Being a popstar grants you a platform, and by nature of such elevation, artists are expected to use theirs with a degree of responsibility. In an ideal world, they would always speak with informed care and nuance, but Twitter doesn’t always allow – or more importantly, reward – that kind of placid engagement. The things that tend to be served to us algorithmically do tend to be the polarising or outrageous statements, the things that are likely to cause mass debate and indignant retweets from both sides.

When Nicki’s tweet blew up like her alleged cousin’s friends balls, both she and Twitter knew exactly what they were doing — they were paving the ground for memes-in-the-making, shaping the kind of ‘did you see this!?’ entertainment that keeps us all on their platform that little bit longer. When Kaiser Chiefs try to hype up the crowd, the intent is similar; an old-school tribalistic endeavour that encourages the audience to cheer for the response that applies to them, to boo the one that doesn’t.

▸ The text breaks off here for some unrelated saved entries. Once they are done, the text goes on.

PR #545, opened 2021-07-27
Fix small details

WTFHCN:
make Fast modexp can accept e=0

### DIFF
--- a/src/util/HighsHash.h
+++ b/src/util/HighsHash.h
@@ -111,9 +111,11 @@ struct HighsHashHelpers {
   }
 
   static u64 modexp_M61(u64 a, u64 e) {
-    u64 result = 1;
+    // the exponent need to be greater than zero
+    assert(e > 0);
+    u64 result = a;
 
-    while (e) {
+    while (e != 1) {
       // square
       result = multiply_modM61(result, result);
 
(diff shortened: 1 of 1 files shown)


src/util/HighsHash.h
```diff
@@ -111,9 +111,9 @@ struct HighsHashHelpers {
   }
 
   static u64 modexp_M61(u64 a, u64 e) {
-    u64 result = a;
+    u64 result = 1;
```
lgottwald: It is intended to save one multiplication mod M61 as this case is never encountered for its inteded use within the hash functions. But it should probably have an assert then, so if you add the assert instead of making it allow `e == 0` I'll merge the MR as it also fixes a comment.

lgottwald:
Thanks for your merge request. The reason I do not want to treat the case is the additional multiplication. Consider the hash function running for each nonzero of a problem matrix. There are problems with several millions of nonzeros which would mean for each nonzero two additional calls to `multiply_mod_M61()` when we detect parallel rows and columns, whereas the hash functions would never call the function with the exponent less than 1.

It would be good to document the behavior regarding an exponent of 0 though and add asserts. If you want to update this I can merge your MR.

WTFHCN:
Indeed, if I write this way, it will affect efficiency . So i follow your suggestion that document the behavior regarding an exponent of 0 though and add asserts. (want to update).

lgottwald (approved):

WTFHCN:
I see that there is a problem with the check code format, it should be caused by my vscode automatic formatting, can you help me simply change it back

lgottwald:
I fixed in directly in master. But its weird that the pull request said that all checks had passed.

Neither are particularly responsible or even useful, but it’s entertainment, and it sells on both sides of the fence — incredulous clicks of #ballgate serve exactly the same purpose as sympathetic ones, cheers and boos are both an audible sign of a festival crowd’s attention.

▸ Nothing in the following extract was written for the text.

PR #825, opened 2022-04-25
Task interrupt

lgottwald:
This fails right now on mac os x, because the thread_local variables in HighsTaskExectuor.cpp are missing from IPX and on OS X the creation of the IPX library without the C++ file that contains the declarations is forbidden.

Throughout the pandemic, misinformation has been a core concern. One has to hope that a singular popstar anecdote won’t be enough to invalidate legitimate science, but we also can’t expect artists to not have opinions, and these opinions naturally cannot align with 100% of their audience. There is a wider conversation to be had about how we reconcile our relationships with artists who are ‘problematic’ to us in some way, but the great vaccination debate likely isn’t going away anytime soon. In an age of great online polarisation, could both have handled their words with a little more even-handed grace? Absolutely. But whether we admit it to ourselves or not, we all love a swollen testicle tale; the shock, debate and ensuing humour are exactly what keeps fanbases afloat.